PROBLEM TO SOLVE →
Whenever a line contains the string "steventux", copy it out of the entries.

Items from a dataset:

PR #932, opened 2021-09-02
Cache API request made when rendering CoursesController#show 

malcolmbaig:
### Context
Skylight has flagged this as a relatively popular endpoint that could
potentially be made faster. Most of the time in this action is spent
making the API call to TTAPI. 
By setting an expiring cache entry for
each course, we increase the likelihood that popular course data is
served from the cache rather than the API.
### Guidance to review
- We have rack mini profiler on Find now, so viewing a course page on this branch locally should show the API request happening only on the first page load.

### Trello card
https://trello.com/c/qqZRrmQg

### Checklist

- [ ] Rebased master
- [ ] Cleaned commit history

### DIFF
--- a/app/controllers/courses_controller.rb
+++ b/app/controllers/courses_controller.rb
@@ -4,7 +4,8 @@ class CoursesController < ApplicationController
   before_action :render_feedback_component, only: :show
 
   def show
-    @course = Course
+    @course = Rails.cache.fetch(course_cache_key, expires_in: 15.minutes) do
+      Course
       .includes(:subjects)
       .includes(site_statuses: [:site])
       .includes(provider: [:sites])
@@ -13,6 +14,7 @@ class CoursesController < ApplicationController
       .where(provider_code: params[:provider_code])
       .find(params[:course_code])
       .first
+    end
   rescue JsonApiClient::Errors::NotFound
     render template: 'errors/not_found', status: :not_found, formats: [:html]
   end
@@ -30,5 +32,11 @@ class CoursesController < ApplicationController
     redirect_to "#{Settings.apply_base_url}/candidate/apply?providerCode=#{course.provider.provider_code}&courseCode=#{course.course_code}"
   rescue JsonApiClient::Errors::NotFound
     render template: 'errors/not_found', status: :not_found, formats: [:html]
+  end
+
+private
+
+  def course_cache_key
+    "ttapi-course-#{params[:course_code]}-#{params[:provider_code]}"
   end
 end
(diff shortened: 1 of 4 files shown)


app/controllers/courses_controller.rb
```diff
@@ -31,4 +33,10 @@ def apply
   rescue JsonApiClient::Errors::NotFound
     render template: 'errors/not_found', status: :not_found, formats: [:html]
   end
+
+private
+
+  def course_cache_key
+    "ttapi-course-#{params[:course_code]}-#{params[:provider_code]}"
```
steventux, line 40: Do we sanitise or check these params in any way before using them as cache keys? I wonder how vulnerable this would be to over-stuffing the cache?

steventux (approved):
:+1: Looks good, one question about use of params in cache keys. Happy to discuss.

app/controllers/courses_controller.rb
malcolmbaig: Good point! We don't currently, but in this case the cache key doesn't get stored unless it's a valid course.

app/controllers/courses_controller.rb
```diff
@@ -4,7 +4,8 @@ class CoursesController < ApplicationController
   before_action :render_feedback_component, only: :show
 
   def show
-    @course = Course
+    @course = Rails.cache.fetch(course_cache_key, expires_in: 15.minutes) do
```
malcolmbaig, line 7: This means that any changes to course details will take (at most) 15 minutes to update on Find if the course is in the cache. Is that ok? @davidgisbey @duncanjbrown

config/environments/test.rb
```diff
@@ -20,6 +20,9 @@
     'Cache-Control' => 'public, max-age=3600',
   }
 
+  # Ensure that our tests are accounting for caching behaviour
+  config.cache_store = :memory_store
```
stevehook, line 24: I was just wondering how much memory the cache would take up, how big it might get if we cache a lot of these kinds of request. Default size for the cache is 32MB according to the docs so I guess it's not going to get excessive.

malcolmbaig:
Speaking to Publish/Register, this approach will kick up some usability problems if a provider wants to change/correct some course details quickly in Publish. We could reduce the cache time here, but an alternative suggested by @gpeng in the [discussion](https://ukgovernmentdfe.slack.com/archives/CAHAJFR0X/p1630664825188600) is to cache the course details TTAPI-side and do invalidation there when the course is updated. 

I'm going to spike this and see how the load test results respond.

PR #940, opened 2021-09-08
Return 'next year' if cycle switcher has been set to 'find has reopened'

TobyRet:
### Context
[Following a recent change](https://github.com/DFE-Digital/find-teacher-training/pull/928/commits/6522cf5e99e066be9085cab878a461d2a879a727) when a user switches the cycle to 'find has reopened', 2022 courses are no longer displayed. To be fair the original implementation was substandard and this new implementation is simpler (credit: @davidgisbey)

- Return 2022 courses from the TTAPI when the cycle switcher is set to 'find has reopened'
- Remove old logic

ANSWER TO THE EXERCISE →
steventux, line 40: Do we sanitise or check these params in any way before using them as cache keys? I wonder how vulnerable this would be to over-stuffing the cache?
steventux (approved):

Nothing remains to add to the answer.